== Segment start ==

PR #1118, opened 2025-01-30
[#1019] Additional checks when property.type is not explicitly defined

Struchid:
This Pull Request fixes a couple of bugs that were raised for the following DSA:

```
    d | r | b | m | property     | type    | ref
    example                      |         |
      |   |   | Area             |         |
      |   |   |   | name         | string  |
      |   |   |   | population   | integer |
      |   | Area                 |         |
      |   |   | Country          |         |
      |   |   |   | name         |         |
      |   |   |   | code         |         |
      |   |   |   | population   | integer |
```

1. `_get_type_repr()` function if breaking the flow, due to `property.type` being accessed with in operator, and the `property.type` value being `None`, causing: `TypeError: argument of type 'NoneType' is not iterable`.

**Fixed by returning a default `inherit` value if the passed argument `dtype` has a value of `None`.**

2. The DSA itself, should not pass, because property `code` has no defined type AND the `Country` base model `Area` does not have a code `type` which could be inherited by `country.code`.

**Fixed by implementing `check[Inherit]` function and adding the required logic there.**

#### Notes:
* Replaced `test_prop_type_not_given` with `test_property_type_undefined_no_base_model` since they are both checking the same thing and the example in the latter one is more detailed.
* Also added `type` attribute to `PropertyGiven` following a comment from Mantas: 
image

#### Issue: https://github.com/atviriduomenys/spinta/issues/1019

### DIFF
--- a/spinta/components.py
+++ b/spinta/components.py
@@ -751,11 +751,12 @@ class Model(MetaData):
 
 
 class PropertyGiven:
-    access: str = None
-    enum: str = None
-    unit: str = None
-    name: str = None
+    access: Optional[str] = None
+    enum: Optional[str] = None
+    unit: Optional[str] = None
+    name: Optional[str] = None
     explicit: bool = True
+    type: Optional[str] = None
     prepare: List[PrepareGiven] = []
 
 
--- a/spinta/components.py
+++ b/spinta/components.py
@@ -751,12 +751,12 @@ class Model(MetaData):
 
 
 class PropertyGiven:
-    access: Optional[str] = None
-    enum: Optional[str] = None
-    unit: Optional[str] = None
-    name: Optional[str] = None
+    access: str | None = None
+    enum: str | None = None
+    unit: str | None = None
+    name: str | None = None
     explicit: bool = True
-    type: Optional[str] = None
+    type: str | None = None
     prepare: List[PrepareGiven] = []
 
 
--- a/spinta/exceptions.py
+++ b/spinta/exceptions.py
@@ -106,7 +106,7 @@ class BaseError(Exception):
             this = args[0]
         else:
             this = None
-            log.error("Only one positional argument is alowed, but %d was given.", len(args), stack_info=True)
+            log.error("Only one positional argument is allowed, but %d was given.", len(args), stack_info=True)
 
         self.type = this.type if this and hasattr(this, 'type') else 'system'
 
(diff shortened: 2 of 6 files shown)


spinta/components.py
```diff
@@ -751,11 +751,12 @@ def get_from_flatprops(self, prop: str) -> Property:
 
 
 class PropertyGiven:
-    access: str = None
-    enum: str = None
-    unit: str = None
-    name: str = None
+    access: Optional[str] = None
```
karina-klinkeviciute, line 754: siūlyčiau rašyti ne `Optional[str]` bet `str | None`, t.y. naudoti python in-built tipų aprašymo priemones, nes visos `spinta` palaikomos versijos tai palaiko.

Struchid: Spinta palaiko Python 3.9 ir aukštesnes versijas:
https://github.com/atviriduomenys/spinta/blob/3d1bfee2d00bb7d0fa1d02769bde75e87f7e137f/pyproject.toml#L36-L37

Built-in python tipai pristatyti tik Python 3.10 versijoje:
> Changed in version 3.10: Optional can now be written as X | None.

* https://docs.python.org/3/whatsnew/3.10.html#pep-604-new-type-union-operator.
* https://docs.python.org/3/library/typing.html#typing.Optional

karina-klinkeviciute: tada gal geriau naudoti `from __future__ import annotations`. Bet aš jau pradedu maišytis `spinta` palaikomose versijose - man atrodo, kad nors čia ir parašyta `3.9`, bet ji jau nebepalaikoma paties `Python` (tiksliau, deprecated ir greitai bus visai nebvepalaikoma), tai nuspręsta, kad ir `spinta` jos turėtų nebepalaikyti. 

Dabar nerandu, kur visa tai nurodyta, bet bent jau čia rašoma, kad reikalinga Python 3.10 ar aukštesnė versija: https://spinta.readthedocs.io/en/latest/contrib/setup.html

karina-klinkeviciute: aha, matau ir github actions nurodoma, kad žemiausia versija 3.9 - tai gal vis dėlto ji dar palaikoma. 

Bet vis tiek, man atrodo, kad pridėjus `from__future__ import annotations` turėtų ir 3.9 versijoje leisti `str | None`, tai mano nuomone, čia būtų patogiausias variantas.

== Segment end ==
== Segment start ==

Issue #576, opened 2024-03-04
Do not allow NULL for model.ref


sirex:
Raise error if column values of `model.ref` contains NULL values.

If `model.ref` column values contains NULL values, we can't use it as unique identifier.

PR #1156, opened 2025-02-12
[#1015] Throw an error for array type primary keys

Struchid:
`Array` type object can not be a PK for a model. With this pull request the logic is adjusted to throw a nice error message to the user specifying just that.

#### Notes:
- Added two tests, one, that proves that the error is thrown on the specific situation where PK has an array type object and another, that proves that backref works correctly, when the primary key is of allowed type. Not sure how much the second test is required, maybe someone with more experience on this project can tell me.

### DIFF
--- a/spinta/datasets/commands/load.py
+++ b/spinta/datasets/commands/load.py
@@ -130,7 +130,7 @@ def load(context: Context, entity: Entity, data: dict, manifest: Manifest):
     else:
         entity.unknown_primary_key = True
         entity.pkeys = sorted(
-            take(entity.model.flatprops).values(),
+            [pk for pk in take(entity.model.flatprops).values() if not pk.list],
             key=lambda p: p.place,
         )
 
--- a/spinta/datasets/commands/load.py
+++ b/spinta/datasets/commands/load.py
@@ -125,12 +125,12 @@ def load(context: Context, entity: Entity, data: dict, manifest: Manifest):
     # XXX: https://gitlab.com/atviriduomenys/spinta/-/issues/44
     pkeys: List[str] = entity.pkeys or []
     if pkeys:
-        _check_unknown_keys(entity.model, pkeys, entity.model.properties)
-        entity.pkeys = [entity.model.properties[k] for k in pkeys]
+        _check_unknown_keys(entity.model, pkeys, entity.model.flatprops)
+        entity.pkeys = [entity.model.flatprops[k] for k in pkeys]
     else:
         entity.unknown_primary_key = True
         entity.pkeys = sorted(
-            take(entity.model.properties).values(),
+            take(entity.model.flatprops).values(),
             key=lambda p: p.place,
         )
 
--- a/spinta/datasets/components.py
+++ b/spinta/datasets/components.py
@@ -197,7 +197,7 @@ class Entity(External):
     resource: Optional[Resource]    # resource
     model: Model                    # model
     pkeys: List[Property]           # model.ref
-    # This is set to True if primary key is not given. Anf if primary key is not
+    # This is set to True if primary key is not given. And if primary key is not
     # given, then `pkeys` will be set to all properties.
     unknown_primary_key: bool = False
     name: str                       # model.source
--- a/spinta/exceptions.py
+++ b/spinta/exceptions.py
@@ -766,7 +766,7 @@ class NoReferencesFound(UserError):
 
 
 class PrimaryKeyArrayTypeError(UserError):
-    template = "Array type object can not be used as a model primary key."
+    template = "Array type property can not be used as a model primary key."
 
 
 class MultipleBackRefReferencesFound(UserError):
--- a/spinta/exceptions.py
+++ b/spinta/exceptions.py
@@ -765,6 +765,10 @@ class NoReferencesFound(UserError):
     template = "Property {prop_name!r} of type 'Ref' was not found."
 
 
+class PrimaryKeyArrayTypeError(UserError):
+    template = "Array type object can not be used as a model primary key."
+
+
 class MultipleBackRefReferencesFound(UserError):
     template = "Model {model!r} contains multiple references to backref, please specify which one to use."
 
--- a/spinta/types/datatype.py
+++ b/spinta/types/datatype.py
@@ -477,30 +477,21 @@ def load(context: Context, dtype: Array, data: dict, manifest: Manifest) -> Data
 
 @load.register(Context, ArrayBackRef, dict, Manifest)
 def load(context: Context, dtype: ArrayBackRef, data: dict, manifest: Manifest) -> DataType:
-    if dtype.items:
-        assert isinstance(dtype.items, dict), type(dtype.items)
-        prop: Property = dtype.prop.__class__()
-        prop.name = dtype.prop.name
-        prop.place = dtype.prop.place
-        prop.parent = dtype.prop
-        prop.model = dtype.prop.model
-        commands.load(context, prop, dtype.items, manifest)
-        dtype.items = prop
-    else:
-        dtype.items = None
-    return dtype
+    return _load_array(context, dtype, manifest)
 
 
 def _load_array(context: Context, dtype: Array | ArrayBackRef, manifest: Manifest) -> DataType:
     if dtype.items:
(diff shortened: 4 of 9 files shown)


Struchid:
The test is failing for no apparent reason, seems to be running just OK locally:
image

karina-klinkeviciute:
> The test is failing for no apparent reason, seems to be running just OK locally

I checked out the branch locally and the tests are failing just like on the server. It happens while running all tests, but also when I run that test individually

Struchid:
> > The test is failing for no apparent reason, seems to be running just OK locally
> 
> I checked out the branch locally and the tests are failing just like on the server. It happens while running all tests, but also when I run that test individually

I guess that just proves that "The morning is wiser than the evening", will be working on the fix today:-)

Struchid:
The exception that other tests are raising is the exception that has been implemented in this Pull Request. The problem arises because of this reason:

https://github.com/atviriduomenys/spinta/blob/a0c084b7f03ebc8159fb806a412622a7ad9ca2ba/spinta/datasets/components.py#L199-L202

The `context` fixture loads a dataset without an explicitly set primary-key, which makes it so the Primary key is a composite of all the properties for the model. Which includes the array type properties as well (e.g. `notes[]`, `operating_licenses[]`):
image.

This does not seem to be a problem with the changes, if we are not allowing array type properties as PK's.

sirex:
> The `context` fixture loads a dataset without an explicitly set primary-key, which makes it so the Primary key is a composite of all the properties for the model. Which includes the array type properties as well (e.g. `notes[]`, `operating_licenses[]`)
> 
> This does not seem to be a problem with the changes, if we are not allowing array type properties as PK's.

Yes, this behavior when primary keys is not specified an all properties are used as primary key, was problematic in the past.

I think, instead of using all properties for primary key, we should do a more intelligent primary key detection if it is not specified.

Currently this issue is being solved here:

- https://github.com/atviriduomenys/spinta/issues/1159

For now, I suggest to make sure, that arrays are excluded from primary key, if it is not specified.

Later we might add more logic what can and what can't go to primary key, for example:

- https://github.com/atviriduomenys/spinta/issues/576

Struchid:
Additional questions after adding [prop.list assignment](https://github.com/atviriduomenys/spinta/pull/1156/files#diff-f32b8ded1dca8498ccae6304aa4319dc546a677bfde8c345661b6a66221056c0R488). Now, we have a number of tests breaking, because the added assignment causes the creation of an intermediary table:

== Segment end ==

## Work to complete
Reproduce, word for word and in full, only the lines above that start at the line with "--- a/spinta/types/datatype.py" and run through the line with "prop.parent = dtype.prop", both ends included.

## Your solution
--- a/spinta/types/datatype.py
+++ b/spinta/types/datatype.py
@@ -477,30 +477,21 @@ def load(context: Context, dtype: Array, data: dict, manifest: Manifest) -> Data
 
 @load.register(Context, ArrayBackRef, dict, Manifest)
 def load(context: Context, dtype: ArrayBackRef, data: dict, manifest: Manifest) -> DataType:
-    if dtype.items:
-        assert isinstance(dtype.items, dict), type(dtype.items)
-        prop: Property = dtype.prop.__class__()
-        prop.name = dtype.prop.name
-        prop.place = dtype.prop.place
-        prop.parent = dtype.prop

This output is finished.